Well, I broke down and purchased the cable for the P5.  I'm sure there are other ones that work just as well, but I didn't want to deal with trimming plugs and such.  I knew the cable would be lighter and less likely to tangle, but I didn't realize how much more comfortable the headphones feel.  It feels very light on my head; I always thought of the HD380 as a heavy headphone, but it was just the cable.  I guess I should run down some pxc450 earpads, since it's supposed to be a nice upgrade over the HD380 pads...


----------



## Doc-holliday

So the p5 worked fine for u with no mods? Also if u cld pls post feedback if you get the pxc pads. I wld be interested in ordering them if you think it is worth it. Thanx. Oh yea and where did u order the p5 cable from?


----------



## gooky

I purchased it from http://www.custom-cable.co.uk; it's a simpler ordering process, and the cost is about the same.  I ended up getting the HD595 pads, because of the velour.  That takes me back to my hd650 days.  The new pads are more comfortable and the headphones feel less closed, but the sound is a bit more diffused than with the old pads.  The effect on the sound and the level of comfort probably has something to do with the fact the the old pads are pretty much flat now...  Maybe I should have gone for the PXC pads, because I think it sounds worse.  It's less closed though.


----------



## Doc-holliday

That helps.
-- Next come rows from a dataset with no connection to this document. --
PR #238, opened 2024-02-28
Zoo: [[2^j, 2^-j-2,3]] Gottesman /Quantum Hamming Code

Fe-r-oz:

PR #240, opened 2024-03-17
Gottesman's code

Krastanov:
A couple of cleanups on top of #238 by @Fe-r-oz


Fe-r-oz:
Kindly please see the output of j==4 which is  

```
parity_checks(Gottesman(4))
+ XXXXXXXXXXXXXXXX
+ ZZZZZZZZZZZZZZZZ
+ X_X_X_X_YZYZYZYZ
+ X_X_YZYZ_X_XZYZY
+ X_YZ_XZYX_YZ_XZY
+ XZ_YXZ_YXZ_YXZ_Y
```

This does not match with the Stabilizer of [16 10 3 ] that is presented in his Gottesman thesis, [Table 8.1 Page 91](https://thesis.library.caltech.edu/2900/2/THESIS.pdf). More details can be found in Pages 90 to 95.

Here is what the [[16,10, 3]] Stabilizer is like:

```
+ XXXXXXXXXXXXXXXX
+ ZZZZZZZZZZZZZZZZ
+ _X_X_X_XZYZYZYZY
+ _X_XZYZYX_X_YZYZ
+ _XZYX_YZ_XZYX_YZ
+ _YXZ_YXZ_YXZ_YXZ
```

Krastanov:
Aren't they the same up to a row operation?

image

Krastanov:
There is really only one fundamental feature in these codes: Every single-qubit error needs to be detectable and it has to provide a unique syndrome (that is where the name "quantum Hamming code" comes from). The newly added test file explicitly checks.

Of course I might be missing something, but to convince me you need to at least explain what you mean by "there are fundamental changes in the main generators M1 to MJ".

Fe-r-oz:
> Aren't they the same up to a row operation?

Only first two rows are the same.

The third row to the last row are different which are a large number of rows.

Krastanov:
Check the screenshot I put above. The two stabilizer tableaux you posted correspond to the same state (the same code) because they can be obtained from each other by performing row operations. Take the first row and multiply it in 3rd-to-6th rows and you get the other stabilizer tableau. Just like the matrix representing a system of linear equations does not change its solution after performing row operations.

Certain, when talking about codes it is worthwhile to also consider other features, like row-weights, but those also do not change between the two representations.

Fe-r-oz:
> Of course I might be missing something, but to convince me you need to at least explain what you mean by "there are fundamental changes in the main generators M1 to MJ".

But there is a fundamental design error according to my understanding of his thesis, M1..Mj , first two digits can't be X. 

The stabilizer is very different from what he presented. You can think of it if you write it as a full blown matrix. This is clearly violating the symmetric structure!

Please see his comments below:

Screenshot_select-area_20240318020645

M1 to Mj starts with I...not X. That's the characteristics of this family  Please see pages 90 to 95

Krastanov:
Feroz, I already answered in multiple ways:

- the tableaux are equivalent up to a pretty simple row operation
- the fundamental property of distinguishing all single-qubit errors is present

Here is a third version of the answer:

The difference between the two approaches is simply using `not x` instead of `x` when enumerating stabilizer.

> From my understanding of his thesis, M1 to Mj starts with I...not X. That's the characteristics of this family. There are many other changes in the stabilizer as well Please see pages 90 to 95

Why should they? Presumably the answer is that this makes some enumeration a bit easier. Sure, that is a valid reason to pick a given set of generators. But I have shown you above how to prove that this set of generators is the same.

> It would be better to produce the stabilizer that is in his thesis.

This type of statements need to be defended. Why is it better? Especially given that the thesis and the paper are basically the same algorithm with slightly different conventions (and it seems the thesis does not describe it in particularly explicit detail).

Fe-r-oz:
> This type of statements need to be defended. Why is it better? Especially given that the thesis and the paper are basically the same algorithm with slightly different conventions (and it seems the thesis does not describe it in particularly explicit detail).

It's the opposite, the thesis describe many checks and is explicit for straight 3 pages from 92 to 95 and the paper does not. Why did he then explained those checks if there was no need to? He could have described the same 3 paragraph algorithm in his paper, but he explained in with many checks for even j and odd j for both [[8,3,3]] and [[16,10,3]] cases?

Fe-r-oz:
We can write the full blown H with 6 rows and 64 columns matrix from this stabilizer code just like the stabilizer Matrix.

Similarly, we can write the matrix for this stabilizer, and study whether its correct or not.

Screenshot_select-area_20240318033419

We can compare the structures. We can also see if there are extended hamming matrices present or not. Also, there is a characteristic structure. It will take some time, but I can sent the attachment here.

Krastanov:
> There is more detail then just matter of change of conventions

Feroz, answer with yes or no, do you understand that two parity check matrices are equivalent if they can be converted from one to the other just by row operations?

Second question, yes or no, are the matrices from the thesis and from the paper equivalent?

Krastanov:
I am preparing a small public website that will contain some visualizations related to codes like this. I would like to add the work you have contributed here. May I list you as one of the contributors? Currently I just have your name as Feroz, but most folks will be listed as FirstName LastName, position, institution, e.g. "Joe Smith, undergraduate, UMass Amherst". Let me know how to fill out that information about you if you are comfortable being listed.

Krastanov:
Tests pass, including the new "fundamental feature" test. I am merging this and closing the other related pull request.

Thank you for contributing this! If you did not start this process, this would never have been added! And I learnt quite a bit from the bibliography you shared.

Krastanov:
here are the performance plots:

image

Here they are up to j=6, but in the test suite there is a test that pushes it to j=12 by explicitly enumerating the errors

Fe-r-oz:
> Feroz, answer with yes or no, do you understand that two parity check matrices are equivalent if they can be converted from one to the other just by row operations?

> Second question, yes or no, are the matrices from the thesis and from the paper equivalent?

I needed time to be sure about second so I verified the Row Operations of last three rows with XXXXXXXXXXXXXXXX. @Krastanov 

1) yes 2) yes 
Document 17_1

Fe-r-oz:
> I am preparing a small public website that will contain some visualizations related to codes like this. I would like to add the work you have contributed here. May I list you as one of the contributors?

Alright 👍🏻

Feroz Ahmad, graduate, NUCES.

> Thank you for contributing this! If you did not start this process, this would never have been added! And I learnt quite a bit from the bibliography you shared.

Thank you as well. 👍🏻

PR #39, opened 2017-01-17
zlib archive URL has moved again!

willmclaren:
I propose you always link to the fossils dir...


chrchang:
gah... ok, will make this fall back on fossils dir if main DL fails.

PR #104, opened 2019-03-19
Fix typo in byte notation

adriaan-vd-graaf:
Hope this is a correct fix.


adriaan-vd-graaf:
Sorry, my byte notation is rusty.

PR #129, opened 2019-10-30
Fix a bug in RcppExports.R

yk-tanigawa:
`ReadList` and `ReadIntList` should take a buffer (`buf`) and pass it to the corresponding C++ function.


chrchang:
Not correct for the current ReadList/ReadIntList implementation.  (There may be an optional preallocated buffer parameter later, but it should be much less important than when processing a single variant at a time.)

PR #203, opened 2021-12-07
[Fix] clang does not support execute yet

choishingwan:


chrchang:
Out of curiosity, what clang version did you run into this problem with?

choishingwan:
This is the clang version information:

clang version 10.0.0
Target: x86_64-apple-darwin20.6.0
Thread model: posix
InstalledDir: /usr/local/opt/llvm/bin


I only got this error when I used -std=c++20 or -std=c++2x when I compile
my software.

Sam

I was worried that using the velour would affect the bass response. Well if you try out the PXC pads let me know. Although the ones that come with it Im getting used to. Pretty compfy set of cans overall. Found that cable on the website. Not a bad price. Thanx.


----------



## gooky

I was going to ask you to tell us about the PXC pads when you get it...


----------



## Doc-holliday

Lol... We will see (I was thinking better thee than me in case they dont work out).  Ill have to see them in person to see if they r worth it. Ill post if i get em.


----------



## Doc-holliday

Thot this cld be useful for anyone looking at this thread. I emailed sennheiser and asked about putting pads from other models on the 380 and asked for model numbers. Here is the answer:

"Thanks for writing. You certainly can... Here is a table of compatible part numbers:"


----------



## gooky

The PXC pads are Japanese?  That's interesting.


----------



## Doc-holliday

Yes they grow better "pleather" in japan i guess.....

Back on the op topic - i ordered the hd 210 straight cable. Think its gunna fit. Tell yall when i have it.


----------



## Doc-holliday

Ok got the cable in today.... Finally. It fits in there just fine. 

It is much lighter without being too thin but its pretty long. About 10 feet!

Here is a pic of the headphone side (left) of the new cable along with the part number. The original coiled cable connector is on the right. 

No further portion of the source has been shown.